__PROBLEM STATEMENT__: Show every line in the entries below where the word "https" appears.

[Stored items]
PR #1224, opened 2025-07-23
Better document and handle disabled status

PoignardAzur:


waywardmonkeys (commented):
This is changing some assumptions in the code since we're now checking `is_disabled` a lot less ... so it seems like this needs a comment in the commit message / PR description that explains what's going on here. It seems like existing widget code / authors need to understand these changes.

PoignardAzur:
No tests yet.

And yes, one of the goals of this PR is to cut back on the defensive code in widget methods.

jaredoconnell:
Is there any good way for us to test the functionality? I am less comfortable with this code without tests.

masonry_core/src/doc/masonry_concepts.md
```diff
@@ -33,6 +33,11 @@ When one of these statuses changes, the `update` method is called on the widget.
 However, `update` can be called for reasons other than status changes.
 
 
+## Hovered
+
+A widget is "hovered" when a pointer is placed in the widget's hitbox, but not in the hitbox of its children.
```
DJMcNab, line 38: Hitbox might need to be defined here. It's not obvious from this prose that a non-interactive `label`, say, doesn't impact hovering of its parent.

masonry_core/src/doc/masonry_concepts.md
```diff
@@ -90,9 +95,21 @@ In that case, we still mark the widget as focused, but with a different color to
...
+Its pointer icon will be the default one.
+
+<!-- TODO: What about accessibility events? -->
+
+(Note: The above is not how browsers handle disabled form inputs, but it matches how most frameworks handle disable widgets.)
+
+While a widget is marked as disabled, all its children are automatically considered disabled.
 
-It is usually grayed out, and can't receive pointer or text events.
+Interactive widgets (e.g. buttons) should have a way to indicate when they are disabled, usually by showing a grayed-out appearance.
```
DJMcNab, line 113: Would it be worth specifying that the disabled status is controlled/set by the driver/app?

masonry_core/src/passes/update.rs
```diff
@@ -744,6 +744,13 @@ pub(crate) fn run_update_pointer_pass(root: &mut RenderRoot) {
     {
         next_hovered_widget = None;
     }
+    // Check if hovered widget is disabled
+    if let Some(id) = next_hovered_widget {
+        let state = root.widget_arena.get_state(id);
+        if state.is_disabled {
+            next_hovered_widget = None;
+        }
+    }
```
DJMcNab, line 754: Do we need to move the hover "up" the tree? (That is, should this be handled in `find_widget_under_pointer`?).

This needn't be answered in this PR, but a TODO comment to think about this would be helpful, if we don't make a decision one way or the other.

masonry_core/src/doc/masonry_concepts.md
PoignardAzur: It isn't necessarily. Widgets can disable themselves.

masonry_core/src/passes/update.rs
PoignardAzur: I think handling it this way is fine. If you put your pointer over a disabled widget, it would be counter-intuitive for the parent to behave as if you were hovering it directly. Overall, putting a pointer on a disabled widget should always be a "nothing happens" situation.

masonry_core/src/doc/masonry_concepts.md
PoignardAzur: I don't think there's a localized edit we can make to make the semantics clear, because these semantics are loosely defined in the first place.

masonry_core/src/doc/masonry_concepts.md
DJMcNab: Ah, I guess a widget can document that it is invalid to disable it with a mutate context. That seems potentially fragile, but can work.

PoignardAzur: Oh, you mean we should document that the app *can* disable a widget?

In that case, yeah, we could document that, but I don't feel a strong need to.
==
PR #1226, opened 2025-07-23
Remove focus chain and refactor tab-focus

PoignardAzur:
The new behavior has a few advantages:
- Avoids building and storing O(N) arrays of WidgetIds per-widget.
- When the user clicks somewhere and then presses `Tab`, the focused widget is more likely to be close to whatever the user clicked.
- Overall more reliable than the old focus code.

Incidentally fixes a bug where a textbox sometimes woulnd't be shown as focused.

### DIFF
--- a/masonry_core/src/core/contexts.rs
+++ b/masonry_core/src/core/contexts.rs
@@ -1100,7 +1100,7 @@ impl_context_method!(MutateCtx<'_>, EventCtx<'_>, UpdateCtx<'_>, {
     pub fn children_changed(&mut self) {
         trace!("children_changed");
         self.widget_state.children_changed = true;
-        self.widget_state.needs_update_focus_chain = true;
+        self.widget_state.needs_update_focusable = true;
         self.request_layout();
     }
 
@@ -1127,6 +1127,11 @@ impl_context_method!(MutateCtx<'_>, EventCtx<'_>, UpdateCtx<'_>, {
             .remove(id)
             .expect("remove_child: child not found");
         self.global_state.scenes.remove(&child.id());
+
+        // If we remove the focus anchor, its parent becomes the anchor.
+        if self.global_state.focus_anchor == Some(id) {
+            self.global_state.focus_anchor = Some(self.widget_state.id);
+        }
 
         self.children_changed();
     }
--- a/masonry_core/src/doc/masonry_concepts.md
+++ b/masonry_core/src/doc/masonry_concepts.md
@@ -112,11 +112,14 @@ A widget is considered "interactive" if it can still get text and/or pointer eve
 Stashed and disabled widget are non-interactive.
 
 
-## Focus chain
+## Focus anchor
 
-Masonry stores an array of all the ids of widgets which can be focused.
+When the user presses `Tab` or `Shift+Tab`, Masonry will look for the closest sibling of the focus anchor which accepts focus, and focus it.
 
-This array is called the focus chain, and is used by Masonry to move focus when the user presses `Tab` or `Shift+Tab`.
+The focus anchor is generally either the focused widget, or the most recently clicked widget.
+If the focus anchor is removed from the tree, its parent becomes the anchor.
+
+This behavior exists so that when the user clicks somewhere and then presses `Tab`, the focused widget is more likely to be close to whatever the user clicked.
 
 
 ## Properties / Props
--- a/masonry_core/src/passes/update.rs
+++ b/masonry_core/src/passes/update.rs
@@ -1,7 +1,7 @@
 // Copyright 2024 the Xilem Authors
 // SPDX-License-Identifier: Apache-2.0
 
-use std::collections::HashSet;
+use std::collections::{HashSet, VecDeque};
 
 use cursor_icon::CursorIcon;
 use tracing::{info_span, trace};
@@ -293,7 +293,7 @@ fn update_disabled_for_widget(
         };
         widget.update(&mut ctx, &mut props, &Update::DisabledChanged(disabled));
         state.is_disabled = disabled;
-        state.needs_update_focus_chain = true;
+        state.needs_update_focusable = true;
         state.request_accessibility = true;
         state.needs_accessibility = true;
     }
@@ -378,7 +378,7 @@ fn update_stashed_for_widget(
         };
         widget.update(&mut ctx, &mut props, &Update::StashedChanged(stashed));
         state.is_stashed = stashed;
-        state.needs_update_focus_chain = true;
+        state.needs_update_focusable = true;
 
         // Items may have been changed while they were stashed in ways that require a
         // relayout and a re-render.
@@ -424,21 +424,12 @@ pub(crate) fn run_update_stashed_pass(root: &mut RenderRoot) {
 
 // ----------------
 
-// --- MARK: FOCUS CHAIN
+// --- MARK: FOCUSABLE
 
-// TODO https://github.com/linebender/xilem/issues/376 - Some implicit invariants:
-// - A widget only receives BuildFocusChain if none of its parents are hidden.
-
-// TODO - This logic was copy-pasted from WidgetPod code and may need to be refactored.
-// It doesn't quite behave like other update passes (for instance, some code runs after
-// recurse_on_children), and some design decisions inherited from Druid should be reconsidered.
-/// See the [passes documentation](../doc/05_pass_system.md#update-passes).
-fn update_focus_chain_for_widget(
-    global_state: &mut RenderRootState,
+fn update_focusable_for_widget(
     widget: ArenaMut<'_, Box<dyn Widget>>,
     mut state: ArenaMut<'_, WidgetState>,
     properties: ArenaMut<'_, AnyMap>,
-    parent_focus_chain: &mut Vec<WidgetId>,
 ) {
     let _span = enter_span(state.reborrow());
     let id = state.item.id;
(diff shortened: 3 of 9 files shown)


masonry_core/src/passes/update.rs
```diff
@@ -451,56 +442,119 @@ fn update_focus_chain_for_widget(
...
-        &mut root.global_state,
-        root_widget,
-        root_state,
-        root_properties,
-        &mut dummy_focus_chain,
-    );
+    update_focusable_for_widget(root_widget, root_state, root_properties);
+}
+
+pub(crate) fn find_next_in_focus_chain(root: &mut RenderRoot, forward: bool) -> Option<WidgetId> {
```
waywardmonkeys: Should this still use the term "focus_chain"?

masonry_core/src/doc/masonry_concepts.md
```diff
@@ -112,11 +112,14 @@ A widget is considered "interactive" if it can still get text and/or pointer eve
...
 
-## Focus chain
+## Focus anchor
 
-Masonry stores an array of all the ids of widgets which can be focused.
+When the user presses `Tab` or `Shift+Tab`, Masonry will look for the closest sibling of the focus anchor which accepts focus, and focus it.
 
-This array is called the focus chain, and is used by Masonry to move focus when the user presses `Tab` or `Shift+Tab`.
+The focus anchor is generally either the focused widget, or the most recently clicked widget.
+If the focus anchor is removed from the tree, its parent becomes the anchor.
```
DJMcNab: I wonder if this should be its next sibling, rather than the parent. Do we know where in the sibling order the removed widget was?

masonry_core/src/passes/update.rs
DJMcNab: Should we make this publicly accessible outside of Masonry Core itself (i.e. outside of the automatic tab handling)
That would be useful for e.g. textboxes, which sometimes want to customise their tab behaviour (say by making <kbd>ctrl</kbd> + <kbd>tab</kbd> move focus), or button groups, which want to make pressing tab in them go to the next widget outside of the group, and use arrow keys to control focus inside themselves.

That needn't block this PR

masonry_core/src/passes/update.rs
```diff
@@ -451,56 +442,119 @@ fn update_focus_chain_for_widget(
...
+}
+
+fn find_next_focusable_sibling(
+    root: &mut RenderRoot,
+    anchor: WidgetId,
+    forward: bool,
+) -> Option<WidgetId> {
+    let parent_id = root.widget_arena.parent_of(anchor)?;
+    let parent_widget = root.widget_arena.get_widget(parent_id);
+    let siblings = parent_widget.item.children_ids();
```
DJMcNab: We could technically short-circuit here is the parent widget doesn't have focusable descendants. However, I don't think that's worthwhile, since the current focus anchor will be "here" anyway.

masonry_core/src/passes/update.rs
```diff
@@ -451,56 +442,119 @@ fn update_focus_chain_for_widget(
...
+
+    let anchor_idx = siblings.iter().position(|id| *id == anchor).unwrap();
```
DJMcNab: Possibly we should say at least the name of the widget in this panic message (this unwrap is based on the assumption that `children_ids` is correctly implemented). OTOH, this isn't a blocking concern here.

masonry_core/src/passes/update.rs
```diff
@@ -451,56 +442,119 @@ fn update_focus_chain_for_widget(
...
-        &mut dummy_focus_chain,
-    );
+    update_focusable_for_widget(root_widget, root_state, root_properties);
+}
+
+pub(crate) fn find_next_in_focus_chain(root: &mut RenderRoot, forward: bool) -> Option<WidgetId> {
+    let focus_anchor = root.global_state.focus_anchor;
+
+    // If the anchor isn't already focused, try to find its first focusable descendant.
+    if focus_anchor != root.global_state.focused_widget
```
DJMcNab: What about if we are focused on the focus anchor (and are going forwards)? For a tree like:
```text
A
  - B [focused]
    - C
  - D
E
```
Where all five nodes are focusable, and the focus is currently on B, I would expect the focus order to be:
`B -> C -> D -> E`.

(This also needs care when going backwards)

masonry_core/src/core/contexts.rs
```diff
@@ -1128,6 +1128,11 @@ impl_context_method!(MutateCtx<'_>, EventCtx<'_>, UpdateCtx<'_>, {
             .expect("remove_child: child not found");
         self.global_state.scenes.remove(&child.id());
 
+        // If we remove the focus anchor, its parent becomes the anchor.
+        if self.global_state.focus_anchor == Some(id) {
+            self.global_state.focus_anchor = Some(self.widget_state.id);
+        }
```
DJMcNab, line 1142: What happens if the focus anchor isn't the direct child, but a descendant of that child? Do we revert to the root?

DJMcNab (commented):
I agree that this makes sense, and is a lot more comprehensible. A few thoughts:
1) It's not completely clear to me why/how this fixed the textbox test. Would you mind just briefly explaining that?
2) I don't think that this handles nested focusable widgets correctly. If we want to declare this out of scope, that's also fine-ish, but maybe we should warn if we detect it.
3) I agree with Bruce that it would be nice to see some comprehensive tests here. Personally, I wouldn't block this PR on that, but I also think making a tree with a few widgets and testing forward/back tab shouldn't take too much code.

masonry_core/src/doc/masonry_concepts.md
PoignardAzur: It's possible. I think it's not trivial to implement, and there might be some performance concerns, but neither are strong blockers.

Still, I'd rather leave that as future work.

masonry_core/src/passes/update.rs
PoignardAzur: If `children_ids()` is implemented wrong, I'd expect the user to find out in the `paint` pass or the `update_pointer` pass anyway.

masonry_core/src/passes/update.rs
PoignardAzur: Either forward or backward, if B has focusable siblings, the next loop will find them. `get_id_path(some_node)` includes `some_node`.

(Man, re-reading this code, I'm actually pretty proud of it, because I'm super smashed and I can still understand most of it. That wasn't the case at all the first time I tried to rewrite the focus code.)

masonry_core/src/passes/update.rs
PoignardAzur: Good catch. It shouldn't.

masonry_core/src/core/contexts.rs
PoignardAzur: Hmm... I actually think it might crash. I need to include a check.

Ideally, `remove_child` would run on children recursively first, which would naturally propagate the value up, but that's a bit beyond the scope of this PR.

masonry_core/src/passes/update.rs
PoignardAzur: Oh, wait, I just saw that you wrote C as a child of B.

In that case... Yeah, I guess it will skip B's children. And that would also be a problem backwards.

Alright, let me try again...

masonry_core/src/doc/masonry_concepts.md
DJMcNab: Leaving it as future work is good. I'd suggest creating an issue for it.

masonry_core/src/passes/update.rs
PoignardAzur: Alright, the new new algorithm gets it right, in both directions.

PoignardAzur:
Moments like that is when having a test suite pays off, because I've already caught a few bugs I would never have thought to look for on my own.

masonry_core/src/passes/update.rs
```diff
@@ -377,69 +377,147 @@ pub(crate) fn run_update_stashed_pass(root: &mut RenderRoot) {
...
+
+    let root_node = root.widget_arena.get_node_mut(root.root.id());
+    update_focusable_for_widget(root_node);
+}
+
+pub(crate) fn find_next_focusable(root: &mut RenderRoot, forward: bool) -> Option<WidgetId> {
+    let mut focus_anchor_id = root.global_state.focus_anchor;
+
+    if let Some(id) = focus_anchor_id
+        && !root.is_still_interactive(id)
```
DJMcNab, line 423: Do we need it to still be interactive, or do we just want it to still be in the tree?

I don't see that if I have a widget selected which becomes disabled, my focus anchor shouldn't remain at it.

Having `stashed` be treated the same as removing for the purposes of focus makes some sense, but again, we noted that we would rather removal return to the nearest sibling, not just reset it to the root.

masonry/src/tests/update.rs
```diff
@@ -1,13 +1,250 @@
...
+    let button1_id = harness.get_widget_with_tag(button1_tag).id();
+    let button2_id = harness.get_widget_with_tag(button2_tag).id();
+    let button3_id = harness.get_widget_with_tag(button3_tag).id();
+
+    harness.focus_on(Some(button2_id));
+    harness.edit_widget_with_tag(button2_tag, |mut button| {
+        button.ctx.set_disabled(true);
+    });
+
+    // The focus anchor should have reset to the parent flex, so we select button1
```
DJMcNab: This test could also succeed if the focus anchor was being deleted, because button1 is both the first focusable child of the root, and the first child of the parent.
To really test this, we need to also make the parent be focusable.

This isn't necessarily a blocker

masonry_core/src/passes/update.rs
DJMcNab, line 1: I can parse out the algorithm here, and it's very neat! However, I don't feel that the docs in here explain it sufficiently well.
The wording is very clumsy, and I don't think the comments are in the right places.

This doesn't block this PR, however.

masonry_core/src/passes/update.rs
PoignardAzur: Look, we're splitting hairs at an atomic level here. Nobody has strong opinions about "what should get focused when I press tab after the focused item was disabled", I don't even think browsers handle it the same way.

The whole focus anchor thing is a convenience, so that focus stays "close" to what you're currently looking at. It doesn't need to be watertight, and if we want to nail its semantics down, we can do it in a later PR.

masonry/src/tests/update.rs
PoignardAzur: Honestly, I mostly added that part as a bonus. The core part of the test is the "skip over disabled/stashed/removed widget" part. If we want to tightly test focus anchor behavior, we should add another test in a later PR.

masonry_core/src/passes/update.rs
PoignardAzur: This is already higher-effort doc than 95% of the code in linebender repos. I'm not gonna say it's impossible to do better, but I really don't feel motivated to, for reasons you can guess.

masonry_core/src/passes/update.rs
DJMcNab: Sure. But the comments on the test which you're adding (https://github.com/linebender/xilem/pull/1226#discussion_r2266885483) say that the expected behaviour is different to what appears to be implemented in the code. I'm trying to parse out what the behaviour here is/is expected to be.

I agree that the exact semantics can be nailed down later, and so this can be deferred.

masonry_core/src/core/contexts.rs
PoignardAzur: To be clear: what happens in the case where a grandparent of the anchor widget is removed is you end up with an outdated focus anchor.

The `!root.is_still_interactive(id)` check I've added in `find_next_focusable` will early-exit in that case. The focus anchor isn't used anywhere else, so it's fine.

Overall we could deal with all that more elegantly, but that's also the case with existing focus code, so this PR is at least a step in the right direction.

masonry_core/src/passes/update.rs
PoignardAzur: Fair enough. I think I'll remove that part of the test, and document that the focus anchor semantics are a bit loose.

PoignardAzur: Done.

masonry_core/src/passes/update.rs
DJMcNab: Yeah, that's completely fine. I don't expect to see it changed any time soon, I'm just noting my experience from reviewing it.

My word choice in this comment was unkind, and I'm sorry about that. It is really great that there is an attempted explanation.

__SOLUTION TO THIS PROBLEM__:
-// TODO https://github.com/linebender/xilem/issues/376 - Some implicit invariants:
DJMcNab: Sure. But the comments on the test which you're adding (https://github.com/linebender/xilem/pull/1226#discussion_r2266885483) say that the expected behaviour is different to what appears to be implemented in the code. I'm trying to parse out what the behaviour here is/is expected to be.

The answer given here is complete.